(Input data Opens)
PR #893, opened 2024-10-07
ares_socket: add virtual function for getsockname()

tchaikov:
in 4bedfd0d, we introduced DNS cookie support, which uses `getsockname()` to retrieve the client IP address. but this broke the use case where the parent project uses an abstraction layer on top of userspace TCP/UDP stack, and the fd is not necessarily a real file descriptor in system, instead, it could be an index in a map in application, and the map keeps track of the state of sockets implemented with user space IP stack. in that case, `ECONNREFUSED` is always used as the fd passed to `getsockname()` is not necessily a valid socket fd, not to mention the real fd under the hood.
(Input data Closes)
| What you will do |
If a line in the data holds the string "getsockname", copy that line.

| Output |
ares_socket: add virtual function for getsockname()
in 4bedfd0d, we introduced DNS cookie support, which uses `getsockname()` to retrieve the client IP address. but this broke the use case where the parent project uses an abstraction layer on top of userspace TCP/UDP stack, and the fd is not necessarily a real file descriptor in system, instead, it could be an index in a map in application, and the map keeps track of the state of sockets implemented with user space IP stack. in that case, `ECONNREFUSED` is always used as the fd passed to `getsockname()` is not necessily a valid socket fd, not to mention the real fd under the hood.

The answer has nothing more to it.